▸ **Problem requirements**:
Search the records below for the word "viper", then return every line where it appears.
☆ ☆ ☆ ☆ ☆ ☆ ☆
Issue #11335, opened 2021-05-07
fix TestNetworkPlugins/group/false/Start for docker/containerd


ilya-zuyev:
the test TestNetworkPlugins/group/false/Start times out for docker/containerd

https://storage.googleapis.com/minikube-builds/logs/master/c31bd57/Docker_Linux_containerd.html#fail_TestNetworkPlugins%2fgroup%2ffalse%2fStart

https://storage.googleapis.com/minikube-builds/logs/master/c31bd57/Docker_Linux_containerdout.txt

PR #11394, opened 2021-05-12
Skip network tests with disabled CNI for containerd/crio runtimes

ilya-zuyev:
Fixes https://github.com/kubernetes/minikube/issues/11335


test/integration/net_test.go
```diff
@@ -95,10 +99,13 @@ func TestNetworkPlugins(t *testing.T) {
...
 				if !t.Failed() {
 					t.Run("KubeletFlags", func(t *testing.T) {
-						// none does not support 'minikube ssh'
-						rr, err := Run(t, exec.CommandContext(ctx, Target(), "ssh", "-p", profile, "pgrep -a kubelet"))
+						var rr *RunResult
+						var err error
 						if NoneDriver() {
 							rr, err = Run(t, exec.CommandContext(ctx, "pgrep", "-a", "kubelet"))
+						} else {
+							// none does not support 'minikube ssh'
```
medyagh, line 107: This comment seems to be at wrong place

medyagh (changes requested):

test/integration/net_test.go
ilya-zuyev: moved

test/integration/net_test.go
```diff
@@ -70,6 +70,10 @@ func TestNetworkPlugins(t *testing.T) {
 					t.Skipf("flannel is not yet compatible with Docker driver: iptables v1.8.3 (legacy): Couldn't load target `CNI-x': No such file or directory")
 				}
 
+				if ContainerRuntime() != "docker" && tc.name == "false" {
```
medyagh, line 73: @ilya-zuyev 
in case of containerd , should even allow users to specify the cni to be false?

I tried on my machine the coreDNS will not come up 
```
NAMESPACE     NAME                               READY   STATUS              RESTARTS   AGE
kube-system   coredns-74ff55c5b-qjj8r            0/1     ContainerCreating   0          58s
kube-system   etcd-minikube                      1/1     Running             0          70s
kube-system   kube-apiserver-minikube            1/1     Running             0          70s
kube-system   kube-controller-manager-minikube   1/1     Running             0          70s
kube-system   kube-proxy-6spkq                   1/1     Running             0          58s
kube-system   kube-scheduler-minikube            1/1     Running             0          70s
kube-system   storage-provisioner                1/1     Running             1          71s
```

I think the the right thing is, instead of skipping the test inside minikube test itself we should check if user passed `--cni=false` with non-docker runtime, we should Exit with usage that if you really want this you need to pass --force otherwise coredns needs this and wont come up

medyagh (changes requested):

test/integration/net_test.go
medyagh: and then for this test instead of skipping for non-docker we should check if it Exited with Usage Exit code or not

cmd/minikube/cmd/start.go
```diff
@@ -1182,7 +1184,20 @@ func validateFlags(cmd *cobra.Command, drvName string) {
...
+}
 
+// if container runtime is not docker, check that cni is not disabled
+func validateCNI(cmd *cobra.Command, runtime string) {
+	if runtime == "docker" {
+		return
+	}
+	if cmd.Flags().Changed(cniFlag) && strings.ToLower(viper.GetString(cniFlag)) == "false" {
+		if viper.GetBool(force) {
+			out.WarnReason(reason.Usage, "The '{{.name}} container runtime requires CNI", out.V{"name": runtime})
```
medyagh, line 1196: We can add this message to be more clear “You have chosen to disable the CNI but ... (continue with your message)

test/integration/net_test.go
```diff
@@ -70,6 +70,10 @@ func TestNetworkPlugins(t *testing.T) {
...
+					t.Skipf("skipping the test as CNI is required for container runtime %s", ContainerRuntime())
```
medyagh, line 74: Here lets check in the test, for Exit Usage if chi=false and container runtime non-docker

medyagh (changes requested):

test/integration/net_test.go
```diff
@@ -32,6 +32,60 @@ import (
...
+				t.Errorf("Expected %q line not found in ouput %s", expectedMsg, rr.Output())
+			}
+		})
+	}
+}
+
+// TestCNIFalseForce checks that minikube returns not error
+// if container runtime is "containerd" or "crio"
+// and --cni=false, but --force=true
+func TestCNIFalseForce(t *testing.T) {
```
medyagh, line 65: instead of creating a new test, lets add this as part of the same SubTest that we have `--cni=false`
```
			{"false", []string{"--cni=false"}, "", "", false},

```



in which we only expect exit Usage code if --cni=false and container runtime is not Docker and in case of docker it continue same test as before

```
if strings.Contains(tc.name, "false") { 
..... if Non Docker ...
          Expect Exit Usage
If Docker (continue the test as it is...now)


}



```

medyagh (changes requested):

test/integration/net_test.go
ilya-zuyev: Not sure, actually. `TestNetworkPlugins` is focused on how network is configured.  In`TestCNIFalseForce` we mostly check how the command line arguments are validated. These tests check different parts of minikube code. Also,`TestNetworkPlugins` is already too big, overloaded with checks and hard to understand. Adding extra 20 lines wouldn't make it better.

medyagh: --force is an option we discourage users form using, and it means you are at your own risk and not supported, we do not have tests for --force and I am certainly okay for skipping testing if --force gives a warning message to users if it comes at the cost of starting a new minikube. our integration test machines are limitted specially on expensive options like hyperkit and mac and we can not add a new minikube start for this option.

lets move it under Cni tests as a subtest

ilya-zuyev:
ok, all affected integration tests are passing now for containerd and cri-o

medyagh (approved):
thank you very much @ilya-zuyev we are only 2 steps to green containerd !

PR #30157, opened 2019-02-10
io/ioutil: add AppendFile

Mottl:
This commit adds AppendFile function to io/ioutil.
It has the same behaviour as WriteFile, except that it doesn't truncate the file if it already exists.


Mottl:
Closed due to #30211 and #30159

PR #30187, opened 2019-02-12
context: allow cancelling a context with custom error

Saluev:
Sometimes it is useful to cancel a context with a more specific error, say,
"cancelled job X after timeout of Y expired" instead of default and not 
very informative "context cancelled". This can provide valuable 
information on what level of execution has actually timed out, if there are
multiple possibilities. Apparently, current implementation of cancellable
context in standard library already supports that, yet for some reason does
not expose this possibility, forcing developers to copy-parse `cancelCtx`
sources to achieve the described functionality. I added a simple function
to do that near the existing WithCancel function. I'm not sure what a 
perfect name would there be for it though.

### DIFF
--- a/src/context/context.go
+++ b/src/context/context.go
@@ -232,6 +232,18 @@ func WithCancel(parent Context) (ctx Context, cancel CancelFunc) {
 	return &c, func() { c.cancel(true, Canceled) }
 }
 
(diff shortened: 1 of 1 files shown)


Saluev:
I signed it!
☆ ☆ ☆ ☆ ☆ ☆ ☆
▸ **Result of the task**:
+	if cmd.Flags().Changed(cniFlag) && strings.ToLower(viper.GetString(cniFlag)) == "false" {
+		if viper.GetBool(force) {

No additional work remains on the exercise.